Pythonでは実に多種多様なライブラリが、パッケージの形式で無料公開されています。また、これらのライブラリを簡単に自分のプログラムにインポートして利用できる仕組も用意されています。
Pythonの人気の理由は、部品化されたオブジェクトの再利用が簡単なこと、多種多様な部品を無料で簡単に手に入れられること、です。外部ライブラリを最大限活用し、実践的なアプリケーション作成に挑戦してみましょう!
この記事では、標準ライブラリにないライブラリを便宜上外部ライブラリと呼んでいます。
***わからない用語があるときは索引ページへ***
1.pip
pipは、Pythonの外部ライブラリのパッケージ管理システムです。システムとはいっても、pipはpythonインタープリタからは単なるモジュール(Pythonのプログラムファイル)にみえています。
pipを実行することによって、外部ライブラリのパッケージを管理することができます。具体的には、外部ライブラリのインストール、アップデート、アンインストール、インストール済外部ライブラリのパッケージのリスト表示などができます。
Pythonの実行環境に外部ライブラリをインストールすると、標準ライブラリのパッケージと同じように自身のプログラムにインポートして利用することができるようになります。
2.pipを使ってみる
pipを使って、試しに何かパッケージをインストールしてみましょう。
以下は、Pythonのプログラム環境のOSがWindowsであることを前提に説明します。
まずはコマンドプロンプト(cmd)を起動し、pythonインタープリタ(pypthon.exe)が保存されたフォルダへ移動します。
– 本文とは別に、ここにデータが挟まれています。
Issue #991, opened 2023-02-17
Track Changes to Files in Globus (AWS) In the Change History


carolyncole:
Track the number of files that are Added Deleted and Replaced in Globus In the Change History.  We should compare the items in the system Name and checksum with the items in AWS each time the item is shown.
 
![Screenshot 2023-04-05 at 2 03 23 PM](https://user-images.githubusercontent.com/1599081/230165513-5f4882e4-4e4a-4243-b804-ea322dfc9b27.png)

We want to know what changes are happening in Globus in our Change History on the work show page.

The Number of files Replaced Added and Removed should be tracked.  See #990 for definition of replaced.
Also should track the file names of the Added, Removed, or Replaces files (but not display them)

### UI Changes for pre MVP

What we have now is a list of the files changed

![Screenshot 2023-04-05 at 2 17 42 PM](https://user-images.githubusercontent.com/1599081/230169039-883806e3-61c1-46e1-891b-cf3f6e2ec93c.png)
In the new way 
```
File Added: 1
```
And if any are removed

```
File Removed: 1
```
And if any are replaced (the checksum is diffed to see in this has been changed)
```
File Replaced: 1
```

Completion criteria
- [x] Track the changes from Globus (really AWS in our system).  This might need to be a new database field or part of the resource. Snapshot the list of files in the database.
- [x] If there are changes we create another snapshot in the database
- [x] We create a diff provenance record when the file list changes
- [x] The diff numbers are displayed on the UI in the provenance log
- [x] There are automated tests

carolyncole:
The current File Changes should be matched up to show just the numbers for now.

![Screenshot 2023-02-17 at 1 01 49 PM](https://user-images.githubusercontent.com/1599081/219740987-ef631b4f-e36c-4c07-8efe-f24cb30975d4.png)

carolyncole:
Hey team! Please [add your planning poker estimate](https://app.zenhub.com/workspaces/RDSS-Workcycles-61a4f1a12a399b001730f65a/issues/pulibrary/pdc_describe/991?planning-poker) with Zenhub @bess @jrgriffiniii @kelynch @mccalluc

PR #1060, opened 2023-04-14
Integrating Support for Upload Snapshots

jrgriffiniii:
Advances #991


jrgriffiniii:
I am not certain why, but the status check on this is not updating with https://app.circleci.com/pipelines/github/pulibrary/pdc_describe/3000/workflows/579e8eac-b40c-47c6-970b-9ba64545022e

jrgriffiniii:
https://app.circleci.com/pipelines/github/pulibrary/pdc_describe/3002/workflows/c480140b-4b8e-4739-893f-4b2389b2f537 seems to be finally running, I am not quite certain as to why this was delayed.

app/services/s3_query_service.rb
```diff
@@ -119,6 +119,8 @@ def find_s3_file(filename:)
   # Retrieve the S3 resources uploaded to the S3 Bucket
   # @return [Array<S3File>]
   def client_s3_files(reload: false, bucket_name: self.bucket_name, prefix: self.prefix)
+    return [] if Rails.env.development?
```
carolyncole, line 122: @jrgriffiniii this is causing me issue in development.  I just have a script locally that exports the staging environment variables so I can connect to AWS in development.  This causes things not to work for me on this branch.

app/models/work.rb
```diff
@@ -355,8 +355,24 @@ def uploads
     pre_curation_uploads_fast
   end
 
+  def pre_curation_s3_files
```
carolyncole, line 358: @james it looks like you are trying to utilize local storage for development.  I'm not sure this will still work.  It would be better just to get the AWS keys from the staging server.

app/controllers/works_controller.rb
```diff
@@ -173,6 +174,7 @@ def file_uploaded
       upload_service = WorkUploadsEditService.new(@work, current_user)
       @work = upload_service.update_precurated_file_list(files, [])
       @work.save!
+      @work.reload_snapshots
```
carolyncole, line 177: ❤️

app/controllers/works_controller.rb
```diff
@@ -316,7 +318,7 @@ def patch_params
     def pre_curation_uploads_param
       return if patch_params.nil?
 
-      patch_params[:pre_curation_uploads_added]
+      patch_params[:pre_curation_uploads]
```
carolyncole, line 321: This seems like an odd change.  Is it a real change?

app/models/s3_file.rb
```diff
@@ -31,6 +31,15 @@ def globus_url
     File.join(Rails.configuration.globus["post_curation_base_url"], encoded_filename)
   end
 
+  def create_blob(key: nil)
```
carolyncole, line 34: Why are we going back to creating blobs here?  This seems unneeded

app/models/upload_snapshot.rb
```diff
@@ -2,9 +2,29 @@
 class UploadSnapshot < ApplicationRecord
   belongs_to :work
   attr_writer :upload
+  has_one_attached :bitstream
```
carolyncole, line 5: Why is there a bitstream here?  I thought we were just going to utilize the checksum.

config/environments/development.rb
```diff
@@ -32,7 +32,7 @@
   end
 
   # Store uploaded files on the local file system (see config/storage.yml for options).
-  config.active_storage.service = :amazon
+  config.active_storage.service = :local
```
carolyncole, line 35: I believe changing back to local for development is going to cause us pain now that we want to rely on the files existing in S3.  We moved away from ActiveStorage bitstreams because they were super slow.  Adding them back in seems like a mistake.

config/storage.yml
```diff
@@ -10,12 +10,10 @@ amazon: &amazon
   bucket: <%= S3QueryService.pre_curation_config.fetch(:bucket) %>
 
 development: &development
-# AWS is the default as the will not really work without AWS
-#  You can go back to local if needed for some reason, just be aware the uploaded
-#  files will not display in the edit or the show pages
-#  <<: *local
-   <<: *amazon
-
+  # Default to the local file system (this avoids coercion into AWS)
```
carolyncole, line 13: Going back to local here seems like a mistake.

db/migrate/20230303165757_create_upload_snapshots.rb
```diff
@@ -1,7 +1,11 @@
+# frozen_string_literal: true
 class CreateUploadSnapshots < ActiveRecord::Migration[6.1]
   def change
     create_table :upload_snapshots do |t|
-      t.string :uri, null: false
+      t.string :filename
```
carolyncole, line 5: This set of parameters looks correct to me

spec/models/s3_file_spec.rb
```diff
@@ -82,14 +83,53 @@
...
+        checksum: "abc567",
+        work: work
+      )
+    end
+    let(:blob) do
+      s3_file.to_blob
+    end
+    let(:s3_client) { instance_double(Aws::S3::Client) }
+    let(:s3_query_service) { instance_double(S3QueryService) }
+    let(:bitstream) { instance_double(ActiveStorage::Attached::One) }
```
carolyncole, line 100: I think utilizing the bitstream should be avoided at all costs.

spec/requests/works_spec.rb
```diff
@@ -49,4 +50,127 @@
...
+          stub_ark
+          patch work_url(work), params: params
+          work.reload
+        end
+
+        it "renders messages generated for the added files" do
+          get work_url(work)
+
+          expect(response.code).to eq "200"
+          expect(response.body).to include("Files Added: 2")
```
carolyncole, line 116: This is exactly right!

spec/requests/works_spec.rb
```diff
@@ -49,4 +50,127 @@
...
+
+          patch work_url(work), params: params
+          work.reload
+        end
+
+        it "renders messages generated for the replaced files" do
+          get work_url(work)
+
+          expect(response.code).to eq "200"
+          expect(response.body).to include("Files Replaced: 1")
```
carolyncole, line 171: Nice!

carolyncole (changes requested):
Overall there are some great updates in this PR.

I think it is a mistake to go back to utilizing local storage in development as it is not close to what the server will see.  I think we wanted to tend away from ActiveStorage because it is so slow.

@james Could I either take what you have done and update it, or could we pair to remove the ActiveStorage portion and keep the rest?  I'll put a meeting on our calendars.

jrgriffiniii (commented):
@carolyncole thank you very, very much again for the continuous reviews, patience, and additional commits for this 🙏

パッケージのインストールは、python.exeが保存されたフォルダで、
> python -m pip install <インストールしたいパッケージ名>
の形式で実行します。
ここでは、httpクライアントとしてよく利用されるrequestsパッケージをインストールしてみましょう。
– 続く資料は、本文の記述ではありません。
PR #1082, opened 2023-04-19
Jammy update

hectorcorrea:
@kayiwa updated to run on Ruby 3.1.0

### DIFF
--- a/spec/rails_helper.rb
+++ b/spec/rails_helper.rb
@@ -1,7 +1,6 @@
 # frozen_string_literal: true
 # This file is copied to spec/ when you run 'rails generate rspec:install'
 require "simplecov"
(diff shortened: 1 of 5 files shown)


spec/rails_helper.rb
```diff
@@ -1,7 +1,6 @@
 # frozen_string_literal: true
 # This file is copied to spec/ when you run 'rails generate rspec:install'
 require "simplecov"
-SimpleCov.start "rails"
```
hectorcorrea, line 4: There is another call to `SimpleCov.start` in line 27. The new version of Ruby does not like that we call it more than once (see https://github.com/simplecov-ruby/simplecov/issues/1003)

> python -m pip install requests
requestsパッケージがpythonのプログラミング環境にインストールされます。
Successfully installed certifi-2020.6.20 chardet-3.0.4 idna-2.10 requests-2.24.0 urllib3-1.25.9
のように、Successfully installed...と表示されたらインストールは成功です。
インストールするライブラリが、他のライブラリを利用している場合、ライブラリの依存関係を管理する必要が生じます。pipはライブラリの依存関係も管理する仕組みがあるので、(配布元がしっかり管理できていれば)利用者がライブラリの依存関係を気にする必要はありません。
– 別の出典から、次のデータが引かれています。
Issue #1068, opened 2023-04-17
HTML encoding issue with em dash in Work Edit page


hectorcorrea:
The help text for the description field on the Work edit page is not encoding properly the em dash

![Screenshot 2023-04-17 at 4 11 15 PM](https://user-images.githubusercontent.com/568286/232599425-e17be838-da3b-43b4-a1f6-853efd2020fe.png)

hectorcorrea:
Closed with https://github.com/pulibrary/pdc_describe/pull/1086

PR #1086, opened 2023-04-20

ちなみに、私が利用しているPythonプログラミング環境PyDev-Eclipseでは、pipでインストールした外部ライブラリのパッケージは
\pleiades\python\3\Lib\site-packages
に保存され、テキストエディタやPyDev-Eclipseを使ってソースコードを見ることもできます。ここでは説明は省略しますが、インストールするパッケージの保存先を指定することもできます。
このsite-packagesフォルダは、前の記事で説明したsys.pathに追加されているので、そのまま自身のプログラムにインポートして利用できます。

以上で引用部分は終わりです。